Beleidsregels handhaving Wet kinderopvang Reusel-De Mierden

Burgemeester en wethouders van Reusel-De Mierden

 

Gelet op artikel 4:81 Algemene wet bestuursrecht;

 

Gelet op de artikelen 1.61 lid 1, 1.65 lid 1, 1.66 en 1.72 lid 1 Wet kinderopvang;

 

besluiten:

de Beleidsregels handhaving Wet kinderopvang Reusel-De Mierden vast te stellen.

 

Hoofdstuk 1 Algemeen

Artikel 1 Toepassing

Deze beleidsregels zijn van toepassing op de handhaving naar aanleiding van overtreding van de bij of krachtens de Wet kinderopvang gestelde regelgeving.

Artikel 2 Kwaliteitseisen

  • 1.

    De kwaliteitseisen waar aan voldaan moet worden, staan genoemd in de Wet kinderopvang en alle onderliggende regelgeving. Ze worden tevens expliciet in het door de toezichthouder opgestelde rapport genoemd.

  • 2.

    De toezichthouder kinderopvang onderzoekt de naleving van deze kwaliteitseisen en legt de bevindingen vast in een inspectierapport.

  • 3.

    In deze Beleidsregels handhaving Wet kinderopvang Reusel- De Mierden wordt uitgegaan van deze kwaliteitseisen.

  • 4.

    In het afwegingsoverzicht dat als bijlage aan deze beleidsregels is toegevoegd worden voor de prioritering, de hoogte van de bestuurlijke boete en de hoogte van de last onder dwangsom per domein de kwaliteitseisen geclusterd weergegeven.

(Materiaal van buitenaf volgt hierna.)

PR #1025, opened 2024-02-24
Fix error handling in get_issues method with empty issue dataframes

### LINKED ISSUE #986: Calling Datalab.get_issues() when there are no issues throws an error
When finding issues using code below (on a dataset where there are no issues), the following attempts (1,2) throw error:

```python
lab = cleanlab.Datalab(data=train[numerical], label_name="label", task="regression")
lab.find_issues(pred_probs=y_train_pred)
```
1.`label_quality_scores = lab.get_issues('label')['label_issues']`
2.`label_quality_scores = lab.get_issues('label')`

Instead should print something like "There are no isses"

elisno:
## Summary

The objective of this PR is to improve user guidance and error message clarity when issue retrieval fails when calling `Datalab.get_issues()`

It addresses the need for users to understand why retrieving issues might fail, specifically focusing on scenarios where `Datalab.find_issues()` has not been executed or has not included the requested issue type in its checks.

**Changes**
- Updated the `DataIssue.get_issues()` method to provide detailed error messages for an empty issue set or when no columns match a specified issue type, guiding users toward resolution.
  - It's not easy at call time to find out what step the user should pick.
- Added test cases in TestDatalabGetIssuesMethod to validate these error messages under various scenarios. Tagged with issue number that this PR is intended to resolve.

Fixes #986, enhancing error communication in the get_issues method.

### DIFF
--- a/cleanlab/datalab/datalab.py
+++ b/cleanlab/datalab/datalab.py
@@ -513,6 +513,15 @@ class Datalab:
 
             Additional columns may be present in the DataFrame depending on the type of issue specified.
         """
+
+        # Validate issue_name
+        if issue_name is not None and issue_name not in self.list_possible_issue_types():
+            raise ValueError(
+                f"""Invalid issue_name: {issue_name}. Please specify a valid issue_name from the list of possible issue types.
+            Either, specify one of the following: {self.list_possible_issue_types()}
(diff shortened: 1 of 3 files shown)


elisno:
Failing CI check is unrelated.

PR #2231, opened 2021-08-12
Rework sorted WAL Upgrade code

milleruntime:
* Follow on work for #2185
* Add support for multiple volumes to upgrade code in 
Upgrader9to10 dropSortedMapWALFiles() and move
method call to upgradeZookeeper

### DIFF
--- a/server/manager/src/main/java/org/apache/accumulo/manager/upgrade/Upgrader9to10.java
+++ b/server/manager/src/main/java/org/apache/accumulo/manager/upgrade/Upgrader9to10.java
@@ -71,6 +71,7 @@ import org.apache.accumulo.core.security.Authorizations;
 import org.apache.accumulo.core.spi.compaction.SimpleCompactionDispatcher;
 import org.apache.accumulo.core.tabletserver.log.LogEntry;
 import org.apache.accumulo.core.util.HostAndPort;
+import org.apache.accumulo.core.volume.Volume;
 import org.apache.accumulo.fate.zookeeper.ZooReaderWriter;
 import org.apache.accumulo.fate.zookeeper.ZooUtil.NodeExistsPolicy;
 import org.apache.accumulo.fate.zookeeper.ZooUtil.NodeMissingPolicy;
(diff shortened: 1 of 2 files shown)


server/manager/src/main/java/org/apache/accumulo/manager/upgrade/Upgrader9to10.java
```diff
@@ -738,33 +739,36 @@ static Path resolveRelativeDelete(String oldDelete, String upgradeProperty) {
...
-        // map files will be in a directory starting with "part"
-        Path walDirPath = walDir.getPath();
-        for (FileStatus dirOrFile : vm.listStatus(walDirPath)) {
-          if (dirOrFile.isDirectory()) {
-            directoriesToDrop.add(walDirPath);
-            break;
+  static void dropSortedMapWALFiles(ServerContext context) {
+    VolumeManager vm = context.getVolumeManager();
+    for (Volume volume : vm.getVolumes()) {
+      Path recoveryDir = volume.prefixChild("/accumulo/recovery");
```
keith-turner, line 745: I suspect `/accumulo` is not needed as it will be [part of the volume](https://github.com/apache/accumulo/blob/7db0561cac3d42ba09d1fb038dad1ff1a03afc46/assemble/conf/accumulo.properties#L24).  Also there is constant `RECOVERY_DIR` in ServerConstants that could be used.

server/manager/src/main/java/org/apache/accumulo/manager/upgrade/Upgrader9to10.java
```diff
@@ -738,33 +739,36 @@ static Path resolveRelativeDelete(String oldDelete, String upgradeProperty) {
...
+      try {
+        if (!vm.exists(recoveryDir)) {
+          log.info("There are no recovery files in /accumulo/recovery");
```
keith-turner, line 748: Could include the volume in the log message.

server/manager/src/main/java/org/apache/accumulo/manager/upgrade/Upgrader9to10.java
milleruntime: Right, forgot about that. I think an IT would have caught that but unfortunately I think it's too involved to try and recreate. I will test with Uno one more time after we think the changes are solid.

milleruntime: Even better, I think I can use the method in `ServerConstants` to get the directories. Check it out: https://github.com/apache/accumulo/blob/618ba7a9f88342ea7c8d692ce19df34d88bf07c8/server/base/src/main/java/org/apache/accumulo/server/ServerConstants.java#L169

milleruntime:
I tested an upgrade from 2.0.1 to Snapshot still works using Uno just using a single volume and it removed the old directories properly. @keith-turner I think this is ready to merge if you want to take another quick look at it.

Artikel 3 Vormen van sanctioneren

Bij het uitvoeren van het handhavingsbeleid heeft het college de volgende mogelijkheden

  • a.

    informeel middel zoals een waarschuwing

  • b.

    op herstel gericht handhavingsmiddel zoals een herstelsanctie

  • c.

    bestraffende sanctie

Hoofdstuk 2 Herstellend traject

Artikel 4 Herstelsancties

  • 1.

    Indien gebleken is dat een houder van een kindercentrum, een gastouderbureau of voorziening voor gastouderopvang niet voldoet aan één of meer kwaliteitseisen van de Wet kinderopvang en alle onderliggende regelgeving, start het college in beginsel een handhavingstraject. Dit traject is gericht op beëindiging van de overtreding(en) en voorkoming van herhaling hiervan.

  • 2.

    Bij het uitvoeren van het herstellend traject hanteert het college de volgende stappen:

  • a.

    stap 1: aanwijzing

  • b.

    stap 2: last onder dwangsom/last onder bestuursdwang

  • c.

    stap 3: exploitatieverbod

  • d.

    stap 4: intrekken van de toestemming tot exploitatie en verwijdering van de registratie uit het landelijk register kinderopvang

  • 3.

    Indien de overtreding of de handhavingsgeschiedenis op deze overtreding hiertoe aanleiding geeft, kan het college besluiten om een bepaalde stap of bepaalde stappen van het herstellend traject over te slaan dan wel meerdere keren toe te passen.

  • 4.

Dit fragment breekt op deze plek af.